→ **INPUT MATERIAL**
PR #24704, opened 2025-09-04
[improve][pip] PIP-439: Adding Transaction Support to Pulsar Functions Through Managed Transaction Wrapping

wzhramc:
# Motivation

This PIP proposes extending Pulsar Functions with configuration-based automatic/managed transaction support to enable exactly-once processing semantics. Currently, Pulsar Functions cannot publish to multiple topics transactionally, which is a significant limitation for use cases requiring atomic multi-topic operations.
  
- [X] The public API
- [ ] The schema
- [ ] The threading model
- [ ] The binary protocol
- [ ] The REST endpoints
- [ ] The admin CLI options
- [X] The metrics

### Documentation

- [X] `doc` 
- [ ] `doc-required` 
- [ ] `doc-not-needed` 
- [ ] `doc-complete` 

PR in forked repository:

### DIFF
--- a/pip/pip-439.md
+++ b/pip/pip-439.md
@@ -1,4 +1,4 @@
-# PIP-439: Adding Transaction Support to Pulsar Functions Through Auto-Transaction Wrapping
+# PIP-439: Adding Transaction Support to Pulsar Functions Through Managed Transaction Wrapping
 
 # Background knowledge
 
@@ -70,6 +70,8 @@ Adding transaction support to Pulsar Functions would finally ensure message proc
 3. Support transactional acknowledgment of input messages
 4. Ensure transactions are committed only if message processing completes successfully
 5. Provide transaction timeout configuration for Functions
+6. Add transaction support for async functions
+7. Handling multiple transactions in batches to improve performance, added in a later phase of implementation
 
 ## Out of Scope
 
@@ -110,6 +112,8 @@ public enum TransactionMode {
 public class TransactionConfig {
   private TransactionMode transactionMode = TransactionMode.OFF;
   private Long transactionTimeoutMs = 60000L;
+  private Integer transactionBatchingMaxEntries = 1;
+  private Long transactionBatchingQuietPeriodMs = 100L;
 
   // Getters and setters...
 }
@@ -133,6 +137,8 @@ message TransactionSpec {
   }
   TransactionMode transactionMode = 1;
   int64 transactionTimeoutMs = 2;
+  int64 transactionBatchingMaxEntries = 3;
+  int64 transactionBatchingQuietPeriodMs = 4;
 }
 
 message FunctionDetails {
@@ -141,46 +147,18 @@ message FunctionDetails {
 }
 ```
 
-### Modifications to Context Interface
+### Modifications to ContextImpl
 
-We will update the Context interface to expose the current transaction:
-
-```java
-public interface Context {
-      // Existing methods...
-
-    /**
-     * Returns the current transaction if function is running in managed transaction mode.
-     *
-     * <p>IMPORTANT: This method is not async-safe. When writing asynchronous functions that
-     * return CompletableFuture and need to use the transaction inside callbacks or chained
-     * operations, you must store a reference to the transaction locally before returning the future:
-     *
-     * <pre>{@code
-     * public CompletableFuture<String> process(String input, Context context) {
-     *     // Store transaction reference locally before async operations
-     *     Transaction txn = context.getCurrentTransaction();
-     *
-     *     return someAsyncOperation()
-     *         .thenApply(result -> {
-     *             // Use the locally stored transaction reference
-     *             // instead of calling context.getCurrentTransaction() here
-     *               return "processed";
-     *         });
-     * }
-     * }</pre>
-     *
-     * @return the current transaction, or null if transactions are disabled
-     */
-    Transaction getCurrentTransaction();
-}
-```
 
 ```java
 class ContextImpl implements Context, SinkContext, SourceContext, AutoCloseable {
     // Existing fields...
 
-    private Transaction currentTransaction;
+    // Finds the proper transaction to tie to current function execution (sync/async)
+    private Transaction getManagedTransaction() {
+
+        // implementation...
+    }
 
     // Existing methods...
 
@@ -189,23 +167,19 @@ class ContextImpl implements Context, SinkContext, SourceContext, AutoCloseable 
     }
 
     @Override
-    public Transaction getCurrentTransaction() {
-        return currentTransaction;
-    }
-
-    @Override
     public <T> TypedMessageBuilder<T> newOutputMessage(String topicName, Schema<T> schema)
           throws PulsarClientException {
       MessageBuilderImpl<T> messageBuilder = new MessageBuilderImpl<>();
       TypedMessageBuilder<T> typedMessageBuilder;
       Producer<T> producer = getProducer(topicName, schema);
+      Transaction managedTransaction = getManagedTransaction(); 
     
       if (currentTransaction != null) {
           if (schema != null) {
               // Uses the new API that supports both schema and transaction
-              typedMessageBuilder = producer.newMessage(schema, currentTransaction);
+              typedMessageBuilder = producer.newMessage(schema, managedTransaction);
           } else {
-              typedMessageBuilder = producer.newMessage(currentTransaction);
+              typedMessageBuilder = producer.newMessage(managedTransaction);
           }
       } else if (schema != null) {
           typedMessageBuilder = producer.newMessage(schema);
@@ -226,8 +200,44 @@ It's important to note that Pulsar Functions supports asynchronous processing, w
 For asynchronous functions:
 1. The transaction is created at the beginning of message processing, just like for synchronous functions
 2. When the function returns a `CompletableFuture`, the transaction is maintained until the future completes
+ - Any Context-related operations inside of the returned 'CompletableFuture' objects are tied to the correct transaction
 3. When the future completes successfully, the transaction is committed
 4. If the future completes exceptionally, the transaction is aborted
+
+## Batch Processing of Transactions
+
+To optimize performance and reduce the overhead on the Transaction Coordinator, this proposal introduces transaction batching.
+Transaction batching allows multiple incoming messages to be processed within the same transaction, reducing the total number of
+transactions created.
+
+## Transaction Batching Concept
+
+Transaction batching is distinct from Pulsar's message batching. While message batching combines multiple messages into a single "batch
+message" for efficient network transfer, transaction batching processes multiple incoming messages (or batch messages) within the scope
+of a single transaction.
+
+Key benefits of transaction batching include:
+1. **Reduced Load on Transaction Coordinator**: Fewer transactions means less coordination overhead
+2. **Improved Throughput**: Higher message processing capacity with lower per-message overhead
+3. **Optimized Resource Usage**: Better utilization of transaction resources
+4. **Consistent Performance at Scale**: Maintains performance characteristics under high load
+
+### Transaction Batching Parameters
+
+Transaction batching is controlled by two main parameters:
+
+1. **`transactionBatchingMaxEntries`**: The maximum number of entries (incoming messages or batch messages) to process within a single
+transaction before committing it and starting a new one.
+ - An "entry" refers to an incoming batch message which could itself contain multiple individual messages
+ - Default: 1 (recommended minimum to ensure batch index acknowledgment state doesn't span transactions)
+ - Setting this to higher values increases throughput but may impact latency
+
+2. **`transactionBatchingQuietPeriodMs`**: The maximum amount of time to wait for additional messages before committing a transaction if
+`transactionBatchingMaxEntries` is not reached.
+ - Default: 100ms
+ - This parameter handles scenarios where message flow isn't continuous
+ - When the quiet period elapses without new messages arriving, the current transaction is committed
+
 
 # Public-facing Changes
 
@@ -239,11 +249,26 @@ Transaction support will be configured using the new TransactionConfig class:
 TransactionConfig txnConfig = new TransactionConfig();
 txnConfig.setTransactionMode(TransactionMode.MANAGED);
 txnConfig.setTransactionTimeoutMs(30000L); // 30 seconds
+txnConfig.setTransactionBatchingMaxEntries(10); // Process up to 10 entries per transaction
+txnConfig.setTransactionBatchingQuietPeriodMs(50L); // Commit after 50ms of inactivity
 
 FunctionConfig functionConfig = new FunctionConfig();
 functionConfig.setTransaction(txnConfig);
 // Other configuration...
 ```
+
+The Functions worker configuration will include a setting to en-/disable `pulsar_function_txn_latency`:
+
+```yaml
+# Transaction metrics configuration
+transactionMetrics:
+  # Enable/disable specific transaction metrics individually
+  enabledMetrics:
+    txnLatency: false          # Transaction duration histograms (high cardinality)
+    # ... disable any future metric deemed as too expensive to enable per default
+```
+
+
 
 ## CLI
 
@@ -253,6 +278,8 @@ The Pulsar Admin CLI will be updated to support these new configuration options:
 $ pulsar-admin functions create \
   --auto-transactions-enabled true \
   --transaction-timeout-ms 30000 \
+  --transaction-batching-max-entries 10 \
+  --transaction-batching-quiet-period-ms 50 \
   ... other options ...
 ```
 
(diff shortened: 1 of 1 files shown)


lhotari:
@wzhramc Please start a new thread on the dev mailing list about this proposal. You can reference the previous mailing list thread https://lists.apache.org/thread/rll8qyovpd7t9v5yxth25qo44zksbgkn in the new thread. 
One reason to start the new thread is to reserve PIP-439 for this proposal since the first proposal to start a discussion with the PIP number reserves it.

pip/pip-439.md
```diff
@@ -0,0 +1,573 @@
...
+        if (schema != null) {
+            typedMessageBuilder = producer.newMessage(schema);
+        } else {
+            typedMessageBuilder = producer.newMessage();
+        }
+
+        // If there's an active transaction, associate the message with it
+        if (currentTransaction != null) {
+            typedMessageBuilder = typedMessageBuilder.sendTransaction(currentTransaction);
+        }
```
lhotari: this isn't correct. the transaction needs to be passed as an argument to `producer.newMessage` there's a pending [PIP-407](https://github.com/apache/pulsar/blob/master/pip/pip-407.md) to specifying both schema and transaction. That would be needed.

lhotari: I'll get the implementation PR #23942 for PIP-407 merged so that you can adapt this.

pip/pip-439.md
```diff
@@ -0,0 +1,573 @@
...
+        // register end time
+        stats.processTimeEnd();
+
+        if (result != null) {
+            // process the synchronous results
+            handleResult(currentRecord, result);
+        }
+    }
+
+    private void processWithTransaction() {
```
lhotari: This doesn't look right. In Pulsar, you can asynchronously handle messages so that you have more than one message in flight at a time. It's important for performance at scale since it enables "pipelining".
That's why it's better to handle use the existing solution and refactor it to support transactions.

pip/pip-439.md
lhotari: PIP-407 implementation is now merged.

pip/pip-439.md
```diff
@@ -0,0 +1,573 @@
...
+3. Adding transaction support to Pulsar IO connectors
+4. Changes to the Function interface itself
+
+# High Level Design
+
+The proposed solution introduces automatic transaction wrapping for Pulsar Functions through configuration settings. When enabled, each function execution will be
+automatically wrapped in a transaction without requiring code changes to the function implementation.
+
+The general flow will be:
+1. Function is configured with `autoTransactionsEnabled: true`
```
lhotari: I'd suggest to replace the "auto transactions" concept with something that is more descriptive.
One possibility would be to call it "container managed transactions" or just "managed transactions". 

Since there's a plan to possibly support "explicit transactions" later, it would be better to use an enum instead of a boolean.


```java
    public enum TransactionMode {
        OFF,
        MANAGED
    }
```

There could be a TransactionConfig object to follow a similar pattern as there is for ProducerConfig:

```java
public class TransactionConfig {
  TransactionMode transactionMode;
  Long transactionTimeoutMs;
}
```

This would allow extending the configuration later if there becomes a need.

pip/pip-439.md
```diff
@@ -0,0 +1,573 @@
...
+
+```java
+message FunctionDetails {
+    // Other existing fields...
+
+    // Whether to automatically wrap function execution in a transaction
+    bool autoTransactionsEnabled = X;
+
+    // Default transaction timeout in milliseconds
+    int64 transactionTimeoutMs = Y;
```
lhotari: In protobuf, the above `TransactionConfig` would map to `TransactionSpec` message included in `FunctionDetails`.
```protobuf
message FunctionDetails {
    // Other existing fields...
    TransactionSpec transaction = 24;
}

message TransactionSpec {
    enum TransactionMode {
        OFF = 0;
        MANAGED = 1;
    }
    TransactionMode transactionMode = 1;
    int64 transactionTimeoutMs = 2;
}

File: pip/pip-439.md (hunk 1 above)
Comment (wzhramc) [reply pip/pip-439.md]: Thank you! I've adopted it in the newest update

File: pip/pip-439.md (hunk 2 above)
Comment (wzhramc) [reply pip/pip-439.md]: I've removed that section from the proposal since I wasn't aware of async support when I wrote the initial draft. The proposal now includes adding transactional support for async functions as well.

File: pip/pip-439.md (hunk 3 above)
Comment (wzhramc) [reply pip/pip-439.md]: Perfect suggestion! Updated the proposal accordingly.

File: pip/pip-439.md (hunk 4 above)
Comment (wzhramc) [reply pip/pip-439.md]: Updated the proposal accordingly here as well.

File: pip/pip-439.md [hunk 5]
```diff
@@ -0,0 +1,370 @@
...
+ - Labels: `tenant`, `namespace`, `name` (function name), `instance_id`, `cluster`
+ - Unit: Count
+
+4. `pulsar_function_txn_timeout_total`: Counter tracking transactions that timed out
+ - Labels: `tenant`, `namespace`, `name` (function name), `instance_id`, `cluster`
+ - Unit: Count
+
+5. `pulsar_function_txn_latency`: Histogram of transaction duration from creation to commit/abort
+ - Labels: `tenant`, `namespace`, `name` (function name), `instance_id`, `cluster`
+ - Unit: Milliseconds
```
lhotari: one concern about histograms is that they add a lot of volume to the metrics. it would be useful if this metric would be configurable in the functions worker and turned off by default.

lhotari (dismissed):
LGTM, just a minor comment about pulsar_function_txn_latency metric, so that it would be disabled by default to reduce the volume and cardinality of the metrics.

lhotari:
One potential future improvement could be to add support for transaction batching. In transaction batching, multiple incoming messages would be processed within the same transaction due to performance reasons so the number of transactions can be reduced. There would need to be `transactionBatchingMaxEntries` ("entry" would refer to an incoming batch message which could contain multiple messages) and `transactionBatchingQuietPeriodMs` configuration parameters to control this type of batching. In most cases, it would be useful to configure `transactionBatchingMaxEntries` to at least 1 so that batch index acknowledgement state wouldn't have to be held across transactions. The `transactionBatchingQuietPeriodMs` would control how long to wait until "closing" the transaction batch in case the incoming messages don't flow in continuously and `transactionBatchingMaxEntries` isn't hit.

pip/pip-439.md
```diff
@@ -0,0 +1,370 @@
...
+# General Notes
+
+The implementation of transaction support in Pulsar Functions should be considered a stepping stone toward a more comprehensive exactly-once processing model for
+Pulsar's stream processing capabilities. Future work may include Transaction support in Pulsar IO connectors.
+
+# Links
+
+- https://github.com/apache/pulsar/issues/24588
+- https://pulsar.apache.org/docs/txn-why/
+- https://lists.apache.org/thread/rll8qyovpd7t9v5yxth25qo44zksbgkn
```
lhotari: Add a label to this link "Mailing List discussion thread: "
(after the voting thread is created there would also be "Mailing List vote thread:")

lhotari:
> One potential future improvement could be to add support for transaction batching. In transaction batching, multiple incoming messages would be processed within the same transaction due to performance reasons so the number of transactions can be reduced. There would need to be `transactionBatchingMaxEntries` ("entry" would refer to an incoming batch message which could contain multiple messages) and `transactionBatchingQuietPeriodMs` configuration parameters to control this type of batching. In most cases, it would be useful to configure `transactionBatchingMaxEntries` to at least 1 so that batch index acknowledgement state wouldn't have to be held across transactions. The `transactionBatchingQuietPeriodMs` would control how long to wait until "closing" the transaction batch in case the incoming messages don't flow in continuously and `transactionBatchingMaxEntries` isn't hit.

@wzhramc For high-scale use cases, it might be necessary to implement "transaction batching" so that unnecessary load isn't added to the broker (including the transaction coordinator) when enabling transactions. It might be useful to cover the "transaction batching" aspect directly in PIP-439 if you'd be ready to do that before proceeding to the vote. It's also possible to handle that later in another PIP.

jiangpengcheng (approved):
LGTM, just have one question:

for an async function, and it will call the `context.newOutputMessage` method, how to make the `newOutputMessage` method to use the right transaction? shall we create a new method `newOutputMessage` and make it accept a transaction as an argument?

lhotari:
> LGTM, just have one question:
> 
> for an async function, and it will call the `context.newOutputMessage` method, how to make the `newOutputMessage` method to use the right transaction? shall we create a new method `newOutputMessage` and make it accept a transaction as an argument?

@jiangpengcheng The async function doesn't have access to the Transaction in managed transactions. I think that the context must have a reference so that any new messages would get added to the active transaction for that asynchronous call chain.

pip/pip-439.md
```diff
@@ -0,0 +1,370 @@
...
+     * Returns the current transaction if function is running in managed transaction mode.
+     *
+     * <p>IMPORTANT: This method is not async-safe. When writing asynchronous functions that
+     * return CompletableFuture and need to use the transaction inside callbacks or chained
+     * operations, you must store a reference to the transaction locally before returning the future:
+     *
+     * <pre>{@code
+     * public CompletableFuture<String> process(String input, Context context) {
+     *     // Store transaction reference locally before async operations
+     *     Transaction txn = context.getCurrentTransaction();
```
lhotari: This shouldn't be exposed at all. It should be possible to handle this also for asynchronous functions.

pip/pip-439.md
```diff
@@ -0,0 +1,370 @@
...
+     *             // Use the locally stored transaction reference
+     *             // instead of calling context.getCurrentTransaction() here
+     *               return "processed";
+     *         });
+     * }
+     * }</pre>
+     *
+     * @return the current transaction, or null if transactions are disabled
+     */
+    Transaction getCurrentTransaction();
```
lhotari: this shouldn't be exposed at all.

pip/pip-439.md
lhotari: It's possible to have a `Context` implementation that delegates to an underlying context, but holds a reference to the transaction that the asynchronous function invocation belongs to.

wzhramc:
> > One potential future improvement could be to add support for transaction batching. In transaction batching, multiple incoming messages would be processed within the same transaction due to performance reasons so the number of transactions can be reduced. There would need to be `transactionBatchingMaxEntries` ("entry" would refer to an incoming batch message which could contain multiple messages) and `transactionBatchingQuietPeriodMs` configuration parameters to control this type of batching. In most cases, it would be useful to configure `transactionBatchingMaxEntries` to at least 1 so that batch index acknowledgement state wouldn't have to be held across transactions. The `transactionBatchingQuietPeriodMs` would control how long to wait until "closing" the transaction batch in case the incoming messages don't flow in continuously and `transactionBatchingMaxEntries` isn't hit.
> 
> @wzhramc For high-scale use cases, it might be necessary to implement "transaction batching" so that unnecessary load isn't added to the broker (including the transaction coordinator) when enabling transactions. It might be useful to cover the "transaction batching" aspect directly in PIP-439 if you'd be ready to do that before proceeding to the vote. It's also possible to handle that later in another PIP.

I'm not really familiar with batch processing in Pulsar functions in general, so it would take a bit more time for me to figure it out... I would eventually need help with that as well. It would be nice if someone could help me out with this ^^'

lhotari:
> I'm not really familiar with batch processing in Pulsar functions in general, so it would take a bit more time for me to figure it out... I would eventually need help with that as well. It would be nice if someone could help me out with this ^^'

Transaction batching wouldn't be directly related to Pulsar batching. It's simply about using the same transaction to process multiple incoming messages. This would be necessary to achieve high performance without putting too much pressure on the transaction coordinator and adding too much latency to processing. We could proceed without having this in PIP-439 and come back to this after testing the performance.

pip/pip-439.md
lhotari: @jiangpengcheng I added some more review comments here that the transaction shouldn't be exposed at all. I missed that in my previous review. Thanks for the good question!

wzhramc:
> > I'm not really familiar with batch processing in Pulsar functions in general, so it would take a bit more time for me to figure it out... I would eventually need help with that as well. It would be nice if someone could help me out with this ^^'
> 
> Transaction batching wouldn't be directly related to Pulsar batching. It's simply about using the same transaction to process multiple incoming messages. This would be necessary to achieve high performance without putting too much pressure on the transaction coordinator and adding too much latency to processing. We could proceed without having this in PIP-439 and come back to this after testing the performance.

→ **EXERCISE DETAILS**
Could you return exactly the lines above from the line with "- [ ] The binary protocol" to the line with "5. Provide transaction", both included, and nothing else?

→ **ANSWER AREA**
- [ ] The binary protocol
- [ ] The REST endpoints
- [ ] The admin CLI options
- [X] The metrics

### Documentation

- [X] `doc` 
- [ ] `doc-required` 
- [ ] `doc-not-needed` 
- [ ] `doc-complete` 

PR in forked repository:

### DIFF
--- a/pip/pip-439.md
+++ b/pip/pip-439.md
@@ -1,4 +1,4 @@
-# PIP-439: Adding Transaction Support to Pulsar Functions Through Auto-Transaction Wrapping
+# PIP-439: Adding Transaction Support to Pulsar Functions Through Managed Transaction Wrapping
 
 # Background knowledge
 
@@ -70,6 +70,8 @@ Adding transaction support to Pulsar Functions would finally ensure message proc
 3. Support transactional acknowledgment of input messages
 4. Ensure transactions are committed only if message processing completes successfully
 5. Provide transaction timeout configuration for Functions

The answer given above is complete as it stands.